## CS 441 Assignment 7: Type Inference

This assignment is due thursday April 18 at 10:30am, by electronic submission.

Read the lecture notes for background. Feel free to work from my assignment 3 solution if you have trouble with yours.

### Part 1

You are to build a static type inference algorithm for a language similar to that of assignment 3. Work from your meta-circular interpreter for part 1 of assignment 3. Support the following language:

``` e ::= n
| #t
| #f
| ()
| (quote x)
| x
| (if e e e)
| (begin e ...)
| (lambda (x ...) e)
| (let ((x e) ...) e)
| (letrec ((x f) ...) e)
| (e e ...)
```
where `n` is a number, `x` is a variable, `f` is a lambda expression, and `...` means zero or more of the previous item. Since part 1 of assignment 3 didn't have `letrec`, you'll have to add it, but you can do this easily by using `letrec`.

Your type grammar must include at least the following types, represented however you like:

``` t ::= 'a              (type variable)
| bool            (boolean)
| num             (number)
| sym             (symbol)
| (t ... -> t)    (procedures of 0 or more arguments)
| (t list)        (list of elements of type t)
```
Type variables are used mainly during the inference algorithm, but they may show up in the types of certain expressions, eg. `(lambda (x) (car x))`.

Support the following primitives:

``` +, *, -, / : (num num -> num)
=          : (num num -> bool)
not        : (bool -> bool)
symbol=    : (sym sym -> bool)
cons       : ('a ('a list) -> ('a list))
car        : (('a list) -> 'a)
cdr        : (('a list) -> ('a list))
pair?      : (('a list) -> bool)
null?      : (('a list) -> bool)
display    : ('a -> bool)
```
You may add to this set at your discretion. The `display` procedure displays a value of any type and returns `#f`.

Expressions should be typed according to the following typing rules.

```    A |- n : num

A |- #t : bool

A |- #f : bool

A |- () : (t list)

A |- (quote x) : sym

A(x) = t
----------
A |- x : t

A |- e1 : bool      A |- e2 : t      A |- e3 : t
------------------------------------------------
A |- (if e1 e2 e3) : t

A |- e1 : t1   ...   A |- en : tn
---------------------------------
A |- (begin e1 ... en) : tn

A[x1 -> t1]...[xn -> tn] |- e : t
----------------------------------------------
A |- (lambda (x1 ... xn) e) : (t1 ... tn -> t)

A |- e0 : (t1 ... tn -> t)      A |- ei : ti  (for i=1..n)
----------------------------------------------------------
A |- (e0 e1 ... en) : t

A |- ei : ti   (for i=1..n)     A[x1 -> t1]...[xn -> tn] |- e : t
-----------------------------------------------------------------
A |- (let ((x1 e1) ... (xn en)) e) : t

A[x1 -> t1]...[xn -> tn] |- ei : ti   (for i=1..n)
A[x1 -> t1]...[xn -> tn] |- e : t
--------------------------------------------------
A |- (letrec ((x1 e1) ... (xn en)) e) : t
```
Note that the empty list, ie. `()`, has type `(t list)` for any element type `t`.

### Part 2

Replace the typing rule for `let` expressions with the following rule:
```    A |- ei : ti   (for i=1..n)     A |- e[x1 -> e1]...[xn -> en] : t
-----------------------------------------------------------------
A |- (let ((x1 e1) ... (xn en)) e) : t
```
Now, a `let` expression is typed by checking that its bound expressions are typable, substituting the bindings throughout the body (avoiding capture by renaming bound variables!), and checking that the resulting expression is typable.

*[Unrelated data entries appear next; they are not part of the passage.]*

PR #417, opened 2017-03-17
Added command line argument to iwyu_tool.py to allow for directories …

johnbaker32:
…to ignore during processing. 

Useful for cases where third party software is dynamically pulled into build directory and the iwyu tool output gets very cluttered analyzing large amounts of tps.

### DIFF
--- a/iwyu_tool.py
+++ b/iwyu_tool.py
@@ -152,9 +152,10 @@ def main(compilation_db_path, source_files, verbose, ignore_dirs, formatter, iwy
                       source)
 
     # Remove entries with directory belonging to any ignore_dirs
-    if ignore_dirs:
-        entries[:] = [entry for entry in entries if all(not entry['directory']
-                     .startswith(os.path.realpath(ignore)) for ignore in ignore_dirs)]
+    def is_ignored(dirpath):
+        return any(dirpath.startswith(os.path.realpath(i)) for i in ignore_dirs)
+
+    entries[:] = [e for e in entries if not is_ignored(e['directory'])]
 
     # Run analysis
     try:
@@ -208,7 +209,7 @@ def _bootstrap():
     parser.add_argument('source', nargs='*',
                         help='Zero or more source files to run IWYU on. '
                         'Defaults to all in compilation database.')
-    parser.add_argument('-i', '--ignore', nargs='+',
+    parser.add_argument('-i', '--ignore', nargs='+', default=[],
                         help='Directories in build path to ignore')
 
     def partition_args(argv):
--- a/iwyu_tool.py
+++ b/iwyu_tool.py
@@ -151,11 +151,13 @@ def main(compilation_db_path, source_files, verbose, ignore_dirs, formatter, iwy
                 print('WARNING: \'%s\' not found in compilation database.' %
                       source)
 
-    # Remove entries with directory belonging to any ignore_dirs
-    def is_ignored(dirpath):
-        return any(dirpath.startswith(os.path.realpath(i)) for i in ignore_dirs)
 
-    entries[:] = [e for e in entries if not is_ignored(e['directory'])]
+    # Remove entries with directory belonging to any ignore_dirs
+    ignore_dirs = [os.path.realpath(i) for i in ignore_dirs]
+    def is_ignored(dirpath):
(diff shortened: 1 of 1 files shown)


iwyu_tool.py
```diff
@@ -151,6 +151,11 @@ def main(compilation_db_path, source_files, verbose, formatter, iwyu_args):
                 print('WARNING: \'%s\' not found in compilation database.' %
                       source)
 
+    # Remove entries with directory belonging to any ignore_dirs
+    if ignore_dirs:
+        entries[:] = [entry for entry in entries if all(not entry['directory']
```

Be sure that you use the expression arising from substitution only to compute the type of the let expression, not for evaluation.

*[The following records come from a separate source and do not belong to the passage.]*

PR #418, opened 2017-03-19
Update README --no_comments flag

nilsdeppe:
The --no_comments flag to iwyu was --nocomments in the README, which is incorrect.

### DIFF
--- a/README.md
+++ b/README.md
@@ -104,7 +104,7 @@ We also include, in this directory, a tool that automatically fixes up your sour
 If you don't like the way `fix_includes.py` munges your `#include` lines, you can control its behavior via flags. `fix_includes.py --help` will give a full list, but these are some common ones:
 
   * `-b`: Put blank lines between system and Google includes
-  * `--nocomments`: Don't add the 'why' comments next to includes
+  * `--no_comments`: Don't add the 'why' comments next to includes
 
 
 


kimgr:
Thanks for the patch!

It looks like `fix_includes.py` takes `--nocomments` and `include-what-you-use` takes `--no_comments`.

I think maybe the right fix is to change `include-what-you-use`'s switch to also be `--nocomments`. It's a breaking change, but it seems silly to have two different spellings.

nilsdeppe:
You're welcome!

I hadn't used the `fix_includes.py` so I didn't notices this. It seems like there's a greater inconsistency with the command line flags. In `include-what-you-use` most have underscores between words but then there's `--howtodebug`. I personally find the underscores make it easier to parse the flag and since most flags in `include-what-you-use` have underscores it might be better to go with that convention since it would break fewer things. Thoughts?

kimgr:
I don't have a strong preference on underscore vs not (my favorite is dashes, e.g. `--no-comments`), but the reason I mildly prefer `--nocomments` is because `fix_includes.py` had it first.

I added the `--no_comments` switch recently (about a year ago), and I missed that `fix_includes.py` already had a switch for this (we're not using `fix_includes.py` internally).

But since `include-what-you-use` already has a `--no_default_mappings` switch, maybe it would be nice to use the underscore spelling.

OK, so here's an idea:

- Add `--no_comments` to `fix_includes.py`
- Keep accepting `--nocomments`, but hide it from help text (see e.g. http://stackoverflow.com/a/11114654/96963)
- Update the docs as you've done to only mention `--no_comments`.

That way we get both consistent spelling and backward compatibility. Would you be willing to take a stab at it?

nilsdeppe:
If we're making this change and leaving the current for backwards compatibility, making it makes sense to move to dashes then and update the documentation for the dashes. That's my personal favorite too and would be in line with what most tools use. I'd be happy to take a stab at either change. Let me know if the dashes are okay or not.

kimgr:
I'm not sure, I'll defer to @vsapsai, my wise and seasoned co-maintainer. I'd be happy to revise all command-line switches, but I'm not sure there's enough bang for the buck, especially with the resulting backward-compat mess.

As a first step, I suggest we just go with underscore spelling, and then treat the dashes as a separate problem.

nilsdeppe:
Alright, that sounds like a good plan to me. Thanks!

vsapsai:
I would keep underscores and wouldn't switch to dashes as it is more work and the risk of breaking something is higher. As a user I don't remember what style of options different tools are using but I will notice if something breaks. So for users migration to dashes has no real value.

kimgr:
This does not appear to be going anywhere. I'll close this for now.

Since only `let` expressions are polymorphic, in order to build a recursive procedure with a polymorphic type, you must do something like this:

```(let ((last (letrec ((last (lambda (l)
(if (null? (cdr l))
(car l)
(last (cdr l))))))
last)))
(begin
(display (last (cons 1 (cons 2 ()))))
(display (last (cons 'x (cons 'y ()))))))
```

### What to turn in

Turn in a single file that uses no `load`'s other than `cs441-load`'s and has no syntax errors. This file should define a function `eval` that takes an expression, parses it, type checks it using the Part 2 rule for let, and evaluates it only if it is type correct. Have the type checker print the type of the expression before evaluating it.